INPUT FOR THIS TASK section start
PR #3722, opened 2017-10-11
WT-3646 Only use lookaside when operations are blocked waiting for cache

michaelcahill:
We recently changed eviction to try using the lookaside table sooner. For some workloads, this can lead to poor performance and runaway growth in the lookaside table size.

### DIFF
--- a/src/reconcile/rec_write.c
+++ b/src/reconcile/rec_write.c
@@ -1406,14 +1406,14 @@ __rec_txn_read(WT_SESSION_IMPL *session, WT_RECONCILE *r,
 
 #ifdef HAVE_TIMESTAMPS
 	/* Track the oldest saved timestamp for lookaside. */
-	if (F_ISSET(r, WT_REC_LOOKASIDE)) {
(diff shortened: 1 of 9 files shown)


michaelcahill:
Please hold off on reviewing for now: I'm going to try a few more changes here to see if I can resolve some other issues with lookaside eviction that I'm seeing while testing.

agorrod:
Thanks @michaelcahill lgtm - go ahead and merge after tests pass.

src/reconcile/rec_write.c
```diff
@@ -1982,6 +1994,29 @@ __rec_leaf_page_max(WT_SESSION_IMPL *session, WT_RECONCILE *r)
 	return (page_size * 2);
 }
 
+#define	WT_REC_MAX_SAVED_UPDATES	100
```
keithbostic: @michaelcahill, an alternative might be to track the memory in the saved updates and use that value plus the argument `len` as the comparison against `r->space_avail`.

PR #3723, opened 2017-10-11
WT-3646 Improve performance when lookaside eviction is required.

michaelcahill:
In particular,
* fix the optimization for checkpoints so most lookaside pages can be skipped when the stable timestamp is lagging.
* allow row store leaf pages to split when evicting and no values are visible (currently using a dumb heuristic of splitting as soon as 100 records need updates saved).
* allow use of lookaside and splits when checkpoints do eviction.

### DIFF
--- a/src/evict/evict_page.c
+++ b/src/evict/evict_page.c
@@ -344,6 +344,9 @@ __evict_page_dirty_update(WT_SESSION_IMPL *session, WT_REF *ref, bool closing)
 		/*
 		 * Update the parent to reference the replacement page.
 		 *
+		 * A page evicted with lookaside entries may not have an
+		 * address, if no updates were visible to reconciliation.
+		 *
 		 * Publish: a barrier to ensure the structure fields are set
 		 * before the state change makes the page available to readers.
 		 */
--- a/src/evict/evict_page.c
+++ b/src/evict/evict_page.c
@@ -574,10 +574,14 @@ __evict_review(
 			}
 
 			/*
-			 * Check if reconciliation suggests trying the
-			 * lookaside table.
+			 * We usually only consider lookaside eviction once
+			 * eviction is struggling.  However, eviction in
+			 * service of a checkpoint (which is only done when
+			 * urgent eviction is required) will try lookaside
+			 * eviction immediately.
 			 */
-			if (__wt_cache_aggressive(session) &&
+			if ((__wt_cache_aggressive(session) ||
+			    WT_SESSION_IS_CHECKPOINT(session)) &&
 			    F_ISSET(cache, WT_CACHE_EVICT_CLEAN |
 				WT_CACHE_EVICT_DIRTY_HARD) &&
 			    !F_ISSET(conn, WT_CONN_EVICTION_NO_LOOKASIDE))
--- a/src/reconcile/rec_write.c
+++ b/src/reconcile/rec_write.c
@@ -1293,7 +1293,7 @@ __rec_txn_read(WT_SESSION_IMPL *session, WT_RECONCILE *r,
 			*updp = upd;
 
 #ifdef HAVE_TIMESTAMPS
-		/* Track the first update with non-zero timestamp. */
+		/* Track the first/last update with non-zero timestamp. */
 		if (first_ts_upd == NULL &&
 		    !__wt_timestamp_iszero(&upd->timestamp))
 			first_ts_upd = upd;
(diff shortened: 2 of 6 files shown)


src/evict/evict_page.c
```diff
@@ -574,10 +574,14 @@ __evict_review(
...
-			 * lookaside table.
+			 * We usually only consider lookaside eviction once
+			 * eviction is struggling.  However, eviction in
+			 * service of a checkpoint (which is only done when
+			 * urgent eviction is required) will try lookaside
+			 * eviction immediately.
 			 */
-			if (__wt_cache_aggressive(session) &&
+			if ((__wt_cache_aggressive(session) ||
+			    WT_SESSION_IS_CHECKPOINT(session)) &&
```
keithbostic: I'm not sure why we'd want this change. Is there reason to believe the CPU is struggling, what's the additional cost of a second reconciliation attempt? Or are we seeing consistent failure on the first reconciliation?

src/reconcile/rec_write.c
```diff
@@ -1660,6 +1660,11 @@ __rec_child_modify(WT_SESSION_IMPL *session,
 			if (F_ISSET(r, WT_REC_EVICT))
 				return (EBUSY);
 
+			if (ref->addr == NULL) {
+				*statep = WT_CHILD_IGNORE;
+				WT_CHILD_RELEASE(session, *hazardp, ref);
+			}
+
```
keithbostic: I had to stare at this again, I think we need a comment in `__evict_page_dirty_update()` to flag that lookaside pages may not have addresses? A comment here wouldn't be bad, either.

src/reconcile/rec_write.c
```diff
@@ -1997,6 +2002,25 @@ __rec_leaf_page_max(WT_SESSION_IMPL *session, WT_RECONCILE *r)
...
+__rec_need_split(WT_RECONCILE *r, size_t next_len)
+{
+	if (r->page->type == WT_PAGE_ROW_LEAF &&
+	    r->supd_next >= WT_REC_MAX_SAVED_UPDATES)
+		return (true);
+
+	if (r->raw_compression)
+		return (next_len > r->space_avail);
+	else
+		return (WT_CHECK_CROSSING_BND(r, next_len));
```
keithbostic: You're going to get complaints from the static analyzers about an else after a return, I'd suggest:
```
return (r->raw_compression ?
    next_len > r->space_avail : WT_CHECK_CROSSING_BND(r, next_len));
```

src/reconcile/rec_write.c
```diff
@@ -2567,7 +2592,8 @@ __rec_split_crossing_bnd(
 	 * large enough, just split at this point.
 	 */
 	if (WT_CROSSING_MIN_BND(r, next_len) &&
-	    !WT_CROSSING_SPLIT_BND(r, next_len)) {
+	    !WT_CROSSING_SPLIT_BND(r, next_len) &&
+	    !__rec_need_split(r, 0)) {
```
keithbostic: You can merge these two lines.

src/reconcile/rec_write.c
```diff
@@ -2558,7 +2582,8 @@ __rec_split_crossing_bnd(
 	WT_BTREE *btree;
 	size_t min_offset;
 
-	WT_ASSERT(session, WT_CHECK_CROSSING_BND(r, next_len));
+	WT_ASSERT(session, WT_CHECK_CROSSING_BND(r, next_len) ||
+	    __rec_need_split(r, 0));
```
keithbostic: I think the `WT_CHECK_CROSSING_BND` test in this assertion is redundant.

src/reconcile/rec_write.c
```diff
@@ -1997,6 +2002,25 @@ __rec_leaf_page_max(WT_SESSION_IMPL *session, WT_RECONCILE *r)
...
+{
+	if (r->page->type == WT_PAGE_ROW_LEAF &&
+	    r->supd_next >= WT_REC_MAX_SAVED_UPDATES)
+		return (true);
+
+	if (r->raw_compression)
+		return (next_len > r->space_avail);
+	else
+		return (WT_CHECK_CROSSING_BND(r, next_len));
+}
```
keithbostic: I understand what `__rec_need_split()` does, and I think it will work, but nothing in the ticket, commit or code explains why we're doing it?

test/suite/test_timestamp07.py
```diff
@@ -135,6 +163,15 @@ def ckpt_backup(self, check_value, valcnt, valcnt2, valcnt3):
         self.session.checkpoint(ckptcfg)
         self.backup_check(check_value, valcnt, valcnt2, valcnt3)
 
+    def check_stable(self, check_value, valcnt, valcnt2, valcnt3):
+        self.ckpt_backup(check_value, valcnt, valcnt2, valcnt3)
+
+        # When reading as-of a timestamps, tables 1 and 3 should match (both
+        # use timestamps and we're not running recovery, so logging behavior
+        # should be irrelevant).
+        self.check_reads(self.session, 'read_timestamp=' + self.stablets,
```
keithbostic: Typo, `as-of a timestamps`.

src/reconcile/rec_write.c
```diff
@@ -1997,6 +2002,25 @@ __rec_leaf_page_max(WT_SESSION_IMPL *session, WT_RECONCILE *r)
...
 }
 
+#define	WT_REC_MAX_SAVED_UPDATES	100
+
+/*
+ * __rec_need_split --
+ *	Check whether adding some bytes to the page requires a split.
+ */
+static bool
+__rec_need_split(WT_RECONCILE *r, size_t next_len)
```
keithbostic: I'd rename `next_len` to be `len`, here.

src/reconcile/rec_write.c
keithbostic: I'm confused why this isn't an existing bug, that is, I'm not sure why this change wasn't needed before today. Couldn't we get here with an empty lookaside page before?

michaelcahill: This is an existing bug, but because pages with lookaside entries weren't splitting, our existing tests that do checkpoints with lookaside entries always ended up with a non-empty on-disk page image.

michaelcahill:
Thanks for the review @keithbostic, I've made the changes you recommended.  Merging this into the other WT-3646 branch...

PR #3724, opened 2017-10-12
WT-3649 Disable lookaside eviction during close.

michaelcahill:


agorrod:
Thanks @michaelcahill this change seems correct - should I go ahead and merge?

PR #3725, opened 2017-10-12
WT-3645 Allow eviction of lookaside pages as soon as writes commit.

michaelcahill:


agorrod:
Thanks @michaelcahill I really like the idea of this change and the implementation makes sense to me. I'll go ahead and merge.

PR #3726, opened 2017-10-12
WT-3646 Don't trigger eviction from checkpoints in write heavy workloads

michaelcahill:
Previously, checkpoint attempted to push out any page requiring forced eviction.  With this change, pages read into cache by checkpoint are marked with a different read generation, so that checkpoint can distinguish between pages it read (from lookaside) and big / hot pages that happen to be in cache when a checkpoint runs.


agorrod:
lgtm

PR #3727, opened 2017-10-12
WT-3646 Revert a change to rec_write.c that broke lookaside testing.

agorrod:
Which is setting a timestamp for lookaside evictions.

### DIFF
--- a/src/reconcile/rec_write.c
+++ b/src/reconcile/rec_write.c
@@ -1392,14 +1392,14 @@ __rec_txn_read(WT_SESSION_IMPL *session, WT_RECONCILE *r,
 
 #ifdef HAVE_TIMESTAMPS
 	/* Track the oldest saved timestamp for lookaside. */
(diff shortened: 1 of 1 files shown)


agorrod:
@michaelcahill and @keithbostic I did some digging into the cause of the [long test suite](http://build.wiredtiger.com:8080/job/wiredtiger-test-unit-long/2659/) failures - and it turned out to be this part of the original WT-3646 change - I didn't fully understand the intent of this in the original change - and my attempt at reverting it obviously re-introduced the original problem it was addressing.

I'll keep digging for now, but it'd be great if one of you could pick this up as well - since I'm unlikely to figure it out. If you pick this up I recommend using the changes in the PR for [WT-3651](https://github.com/wiredtiger/wiredtiger/pull/3728) which makes test_las run in about 10 seconds with those changes

michaelcahill:
This should be fixed by #3729.

PR #3730, opened 2017-10-13
WT-3223 Checkpoint progress messages

nehakhatri5:
During a database checkpoint, output verbose progress messages indicating the the cumulative amount of pages synced every 20 seconds


agorrod:
autobuild: retest this please

I think the Windows failure was probably due to a change I made in Jenkins rather than a problem here.

src/btree/bt_sync.c
```diff
@@ -300,12 +352,27 @@ __sync_file(WT_SESSION_IMPL *session, WT_CACHE_OP syncop)
...
+					__sync_checkpoint_update_internal(
+					    conn, page->memory_footprint);
+				}
 			} else {
 				leaf_bytes += page->memory_footprint;
 				++leaf_pages;
+
+				/* Update the checkpoint progress data */
+				if (track_ckpt_progress) {
+					__sync_checkpoint_update_leaf(
```
sulabhM: both __sync_checkpoint_update_internal and __sync_checkpoint_update_leaf do very similar thing, the size argument is actually the same for both. I wonder if we can replace two functions with a single function or even a macro.

src/btree/bt_sync.c
```diff
@@ -340,6 +407,13 @@ __sync_file(WT_SESSION_IMPL *session, WT_CACHE_OP syncop)
 			evict_failed = false;
 			WT_ERR(__wt_reconcile(
 			    session, walk, NULL, WT_REC_CHECKPOINT, NULL));
+
+			/* Track checkpoint progress. */
+			if (++i > 5000 ) {
```
sulabhM: replace 5000 with 5 * WT_THOUSAND. Can add a comment explaining why "5000"

sulabhM: If we are not tracking checkpoint progress why increment i and set it to 0, ie we can replace the code with:

```
if (track_ckpt_progress && (++i > 5000)) {
     __sync_checkpoint_progress(session);
    i = 0;
}
```

We will also end up doing less comparisons and increments.

src/include/connection.h
```diff
@@ -268,6 +268,19 @@ struct __wt_connection_impl {
 	uint64_t  ckpt_time_recent;	/* Checkpoint time recent/total */
 	uint64_t  ckpt_time_total;
 
+	/* Checkpoint stats and verbosity timers */
+	struct timespec ckpt_start_time;/* Checkpoint start/stop time */
+	struct timespec ckpt_stop_time;
+					/* Checkpoint verbosity start time */
+	struct timespec ckpt_verb_start_time;
```
sulabhM: ckpt_start_time vs ckpt_verb_start_time, we can rename variables in such a way that I can tell which one includes the scrub time and which one doesn't.

src/include/connection.h
```diff
@@ -268,6 +268,19 @@ struct __wt_connection_impl {
 	uint64_t  ckpt_time_recent;	/* Checkpoint time recent/total */
 	uint64_t  ckpt_time_total;
 
+	/* Checkpoint stats and verbosity timers */
+	struct timespec ckpt_start_time;/* Checkpoint start/stop time */
+	struct timespec ckpt_stop_time;
+					/* Checkpoint verbosity start time */
```
sulabhM: We start this comment from the start of the line.

src/txn/txn_ckpt.c
```diff
@@ -536,33 +536,32 @@ __checkpoint_stats(
...
 #ifdef HAVE_VERBOSE
+	WT_CONNECTION_IMPL *conn;
 	struct timespec stop;
 	uint64_t msec;
 
 	if (!WT_VERBOSE_ISSET(session, WT_VERB_CHECKPOINT))
 		return;
 
+	conn = S2C(session);
+
```
sulabhM: probably dont need this new line

src/btree/bt_sync.c
```diff
@@ -300,12 +352,27 @@ __sync_file(WT_SESSION_IMPL *session, WT_CACHE_OP syncop)
 				continue;
 			}
 
+			track_ckpt_progress =
+			    conn->ckpt_verb_start_time.tv_sec > 0;
```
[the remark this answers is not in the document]
nehakhatri5: This code is under the switch case WT_SYNC_CHECKPOINT and whenever the control is in this case that means it is here for checkpoint operation and will have a ckpt_verb_start_time set at the beginning of the checkpoint. Hence it is not required to reset this time.

__sync_file gets called only from __wt_cache_op. __wt_cache_op calls __sync_file only under following two cases:
        case WT_SYNC_CHECKPOINT:
        case WT_SYNC_WRITE_LEAVES:

The code that tracks the progress is under the case WT_SYNC_CHECKPOINT only, so the progress tracking will not happen in any other __sync_file call that does not belong to a checkpoint i.e. the progress data will not be updated outside of a checkpoint operation.

src/btree/bt_sync.c
nehakhatri5: But the two functions are operating on two different variables. So I would leave that with 2 inline functions.

src/btree/bt_sync.c
nehakhatri5: If track_ckpt_progress is true, then it would lead to two evaluations in the if statements all the time. This if condition is here to periodically check the checkpoint progress. In my opinion there would not be significant gain by changing it.

src/include/connection.h
nehakhatri5: This code comment is specific for the member variable, but as it won't fit in the same line of declaration I have put it in a line above. e.g. see https://github.com/wiredtiger/wiredtiger/blob/b284b2ff3768b05a30ee72eb14741947ea3fa09a/src/include/connection.h#L207

src/btree/bt_sync.c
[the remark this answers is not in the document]
agorrod: This deserves a comment explaining that the code path is only reached when doing checkpoints. I believe @sulabhM is right as well though - if the verbose setting is disabled via a reconfigure call, not resetting the timer at the end of checkpoint will mean this code doesn't work as expected.

src/btree/bt_sync.c
agorrod: Sulabh was right here - the code is clearer when explicitly checking the variable, and this isn't enough of a performance path to justify removing a comparison.

src/include/connection.h
agorrod: @nehakhatri5 there are some examples of having parameter comments indented on separate lines, but we try to avoid doing it because it is ambiguous which line they are associated with. In this case I feel like a single block comment along with well named variables is enough.

nehakhatri5:
@sulabhM, @bvpvamsikrishna and @agorrod , I have addressed the review issue. Please have a look.

src/btree/bt_sync.c
```diff
@@ -137,6 +137,57 @@ err:	WT_TRET(__wt_page_release(session, next, flags));
...
+ */
+static void
+ __sync_checkpoint_progress(WT_SESSION_IMPL *session)
+{
+	struct timespec cur_time;
+	WT_CONNECTION_IMPL *conn;
+	uint64_t time_diff;
+
+	conn = S2C(session);
+	time_diff = 0;
```
sulabhM: Don't need to initialise to zero, we overwrite that value couple of lines below.

src/include/connection.h
```diff
@@ -268,6 +268,18 @@ struct __wt_connection_impl {
 	uint64_t  ckpt_time_recent;	/* Checkpoint time recent/total */
 	uint64_t  ckpt_time_total;
 
+	/* Checkpoint stats and verbosity timers */
+	struct timespec ckpt_start_time_after_scrub;
+	struct timespec ckpt_stop_time;
+	struct timespec ckpt_verb_start_time;
```
sulabhM: maybe we should call it ckpt_start_time_before_scrub. When I am reading code where we use ckpt_verb_start_time, I have to scroll down to these declarations to figure if this one starts before or after scrub phase.

src/btree/bt_sync.c
```diff
@@ -137,6 +137,57 @@ err:	WT_TRET(__wt_page_release(session, next, flags));
...
+	__wt_epoch(session, &cur_time);
+
+	/* Time since the full database checkpoint started */
+	time_diff = WT_TIMEDIFF_SEC(cur_time, conn->ckpt_verb_start_time);
```
sulabhM: I can't tell without scrolling to declarations if ckpt_verb_start_time started before or after scrub phase.

src/btree/bt_sync.c
```diff
@@ -137,6 +137,57 @@ err:	WT_TRET(__wt_page_release(session, next, flags));
...
+
+	if ((time_diff / 20) > conn->ckpt_progress_msg_count) {
+		__wt_verbose(session, WT_VERB_CHECKPOINT_PROGRESS, "Checkpoint"
```
sulabhM: @agorrod I am not sure if there are strong guidelines on how to structure such multiline statements. Your point of view will be appreciated

src/txn/txn_ckpt.c
```diff
@@ -941,6 +946,8 @@ __txn_checkpoint(WT_SESSION_IMPL *session, const char *cfg[])
 	cache->eviction_scrub_limit = 0.0;
 	WT_STAT_CONN_SET(session, txn_checkpoint_scrub_target, 0);
 
+	conn->ckpt_verb_start_time.tv_sec = 0;
```
sulabhM: This timer doesn't need to be reset twice, once before "err:" label and once inside "err:" label.
We can reset once at the start of the "err:" label and that should suffice.

src/include/connection.h
nehakhatri5: The purpose of this time is to display time delta from checkpoint start, in verbose messages. Renaming it to ckpt_start_time_before_scrub might not imply the reason behind using this time. I can rename it to ckpt_verb_start_time_before_scrub if that sounds OK.

src/btree/bt_sync.c
nehakhatri5: Good point.

nehakhatri5:
@agorrod The code seems good for your look now. Please review.

agorrod:
@nehakhatri5 Please take a look at the change I pushed last night which was a continuation of our pair programming review and resolve the merge conflict.

nehakhatri5:
@agorrod As discussed, further updated the code and resolved the merge conflict. Please have look.

agorrod:
Thanks @nehakhatri5 - I've pushed a tiny change, this lgtm now. I'll merge once it passes testing.

PR #3731, opened 2017-10-13
WT-3553 Change testutil_die to abort rather than exit

bvpvamsikrishna:


keithbostic:
autobuild: retest this please

PR #4016, opened 2018-03-30
WT-4008 Add ARM NEON support for row search operations

stewart-daniel:
This is a contribution for adding AArch64 FTS fast byte vector support & NEON support for row search operations.


wtbuild:

PR #4019, opened 2018-04-01
WT-3724 Log an error if flushing with F_FULLSYNC fails

keithbostic:


michaelcahill:
If this is the whole change being proposed here, can we please make the commit title something like "Log an error if flushing with F_FULLSYNC fails", rather than the current title which makes it seem like this fixes a bug?

agorrod:
Thanks @keithbostic lgtm - I agree that the ticket/merge message title should be changed. Please go ahead and merge when you are ready (and JIRA is up)

PR #4021, opened 2018-04-03
WT-4009 Create fast path for cursor caching with "overwrite=false"

ddanderson:


ddanderson:
@agorrod, can you review? This change is a little tightly coupled with MongoDB code, but it does show some modest improvements for the capped collections (it was included in my recent perf runs).

agorrod:
Thanks @ddanderson lgtm

PR #4023, opened 2018-04-04
WT-4011 Checkpoint should not read truncated pages.

michaelcahill:


agorrod:
Thanks @michaelcahill this change makes sense to me, and I think the flag naming is clearer now. I'll go ahead and merge.

PR #4024, opened 2018-04-04
WT-4012 Fix lookaside entry count.

michaelcahill:
We now "pre-allocate" the lookaside entry count by incrementing it by 100 as records are inserted.  At the end, we need to fix up the final count to match the number that were actually inserted.  That is always a decrement.


agorrod:
I don't love ternary statements nested inside statements, but this change looks correct to me. I'll go ahead and merge once testing finishes.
INPUT FOR THIS TASK section end
WORK INSTRUCTIONS.
Every line above from the line with "nehakhatri5: This code is" to the line with "nehakhatri5: But the", inclusive, must be returned exactly; no other line belongs in the reply.

TASK RESULT.
nehakhatri5: This code is under the switch case WT_SYNC_CHECKPOINT and whenever the control is in this case that means it is here for checkpoint operation and will have a ckpt_verb_start_time set at the beginning of the checkpoint. Hence it is not required to reset this time.

__sync_file gets called only from __wt_cache_op. __wt_cache_op calls __sync_file only under following two cases:
        case WT_SYNC_CHECKPOINT:
        case WT_SYNC_WRITE_LEAVES:

The code that tracks the progress is under the case WT_SYNC_CHECKPOINT only, so the progress tracking will not happen in any other __sync_file call that does not belong to a checkpoint i.e. the progress data will not be updated outside of a checkpoint operation.

src/btree/bt_sync.c
nehakhatri5: But the two functions are operating on two different variables. So I would leave that with 2 inline functions.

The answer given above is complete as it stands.